(Records from a data source)
+ + + + +
PR #5175, opened 2018-11-23
Revert "Mono 5.16.0.87+ breaks us, so make sure we don't use it for now. (#5088)"

spouliot:
This reverts commit 1ca7da537da1e81d56bcdeb215c63e16d2a08bdc.

This is fixed so the restriction is not needed anymore.


spouliot:
known random issues
* apitest/Mac -> https://github.com/xamarin/maccore/issues/643
* monotouch-test/watchOS -> https://github.com/xamarin/maccore/issues/581

PR #5181, opened 2018-11-26
[macos] Fix Constants.mac.cs.in for backward compatibility

spouliot:
On macOS the path changes are forward but not backward compatible.

This means we need to keep older values, as they will work on newer OS,
while the new path won't work (on older OS).

The test are updated to add exceptions for such cases - in order to
give us a better chance to spot typos (since they were some).

This should fix
https://github.com/xamarin/maccore/issues/1174
https://github.com/xamarin/maccore/issues/1175
https://github.com/xamarin/maccore/issues/1176
https://github.com/xamarin/maccore/issues/1177


rolfbjarne:
Breaking changes are expected.

The test failures on internal jenkins are unrelated:

* XM tests on '10.10': https://github.com/xamarin/maccore/issues/1098

Issue #4107, opened 2018-05-21
Detect invalid delegate names in AdoptsAttribute and show a better error.


rolfbjarne:
See #4094 for how a customer ran into this.

Test case:

```csharp
[Adopts ("Foo.Bar")]
class Foo : NSObject
{
}
```

results in:

```
/.../registrar.m(35722,30): error G65037BDE: expected '>'
/.../registrar.m(35722,18): error GC919C233: type arguments cannot be applied to non-parameterized class 'NSObject'
/.../registrar.m(35722,30): error G9772CD21: cannot use dot operator on a type
MTOUCH : error MT4109: Failed to compile the generated registrar code. Please file a bug report at http://bugzilla.xamarin.com
```

rolfbjarne:
A potential fix would probably be to implement something similar to how we verify `[Register]` attributes: https://github.com/xamarin/xamarin-macios/blob/07356b8391eecf1dabe11ba3e662f9ca8684a4cf/src/ObjCRuntime/Registrar.cs#L162

PR #5191, opened 2018-11-28
[registrar] Validate input to 'Adopts' attribute

dalexsoto:
Fixes xamarin/xamarin-macios#4107

We currently generate invalid registrar code when we get invalid input
in 'Adopts' attribute, this can happen because 'Adopts' can take a
plain string. We now generate a better error MT4177 instead of
generating invalid registrar.m/h code.

This might seem like a "breaking change" because it "errors out" a build
but since we generated bad `registrar.m/h` there is no way this is shipping
out there.


dalexsoto:
Test Failure unrelated:

* [apitest] Assertion failure in void assertRunningOnAppKitThread(void) -> https://github.com/xamarin/maccore/issues/643

PR #5193, opened 2018-11-28
[xharness] Write intermediate html reports to disk when running in server mode too.

rolfbjarne:
That way the report is still available even if xharness dies.

Also improve report generation to write directly to a temporary file on disk,
instead of writing to memory and then writing to disk (improves memory usage).


rolfbjarne:
Test failure is unrelated:

PR #5194, opened 2018-11-28
[monotouch-test] Require iOS 9+ for the ActionTest.TimingFunction_* tests.

rolfbjarne:
Require iOS 9+ for the ActionTest.TimingFunction_* tests because Apple's
implementation was broken in iOS 8 and causes us to crash.


rolfbjarne:
API comparison failure is unrelated: https://github.com/xamarin/maccore/issues/1173

PR #5952, opened 2019-04-26
[jenkins] Add support to build.sh for timing out the build.

rolfbjarne:


jenkins/build.sh
```diff
@@ -76,6 +120,7 @@ echo "Configuring the build with: $CONFIGURE_FLAGS"
 # shellcheck disable=SC2086
 ./configure $CONFIGURE_FLAGS
 
+sleep 3600 # test timeout support
```
rolfbjarne: I've modified Jenkins to pass --timeout=3600 to build.sh, this line is to test that it times out as expected. It will be removed before merging the PR.

PR #5960, opened 2019-04-29
[builds] Fix race condition when building device runtimes.

rolfbjarne:
We need to complete the corresponding cross builds first, because the cross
+ + + + +
Action item: What is needed is an exact printout of every line from the one with "generating invalid registrar.m/h code." through the end of the data, including both, and nothing more.

Response to this exercise:
generating invalid registrar.m/h code.

This might seem like a "breaking change" because it "errors out" a build
but since we generated bad `registrar.m/h` there is no way this is shipping
out there.


dalexsoto:
Test Failure unrelated:

* [apitest] Assertion failure in void assertRunningOnAppKitThread(void) -> https://github.com/xamarin/maccore/issues/643

PR #5193, opened 2018-11-28
[xharness] Write intermediate html reports to disk when running in server mode too.

rolfbjarne:
That way the report is still available even if xharness dies.

Also improve report generation to write directly to a temporary file on disk,
instead of writing to memory and then writing to disk (improves memory usage).


rolfbjarne:
Test failure is unrelated:

PR #5194, opened 2018-11-28
[monotouch-test] Require iOS 9+ for the ActionTest.TimingFunction_* tests.

rolfbjarne:
Require iOS 9+ for the ActionTest.TimingFunction_* tests because Apple's
implementation was broken in iOS 8 and causes us to crash.


rolfbjarne:
API comparison failure is unrelated: https://github.com/xamarin/maccore/issues/1173

PR #5952, opened 2019-04-26
[jenkins] Add support to build.sh for timing out the build.

rolfbjarne:


jenkins/build.sh
```diff
@@ -76,6 +120,7 @@ echo "Configuring the build with: $CONFIGURE_FLAGS"
 # shellcheck disable=SC2086
 ./configure $CONFIGURE_FLAGS
 
+sleep 3600 # test timeout support
```
rolfbjarne: I've modified Jenkins to pass --timeout=3600 to build.sh, this line is to test that it times out as expected. It will be removed before merging the PR.

PR #5960, opened 2019-04-29
[builds] Fix race condition when building device runtimes.

rolfbjarne:
We need to complete the corresponding cross builds first, because the cross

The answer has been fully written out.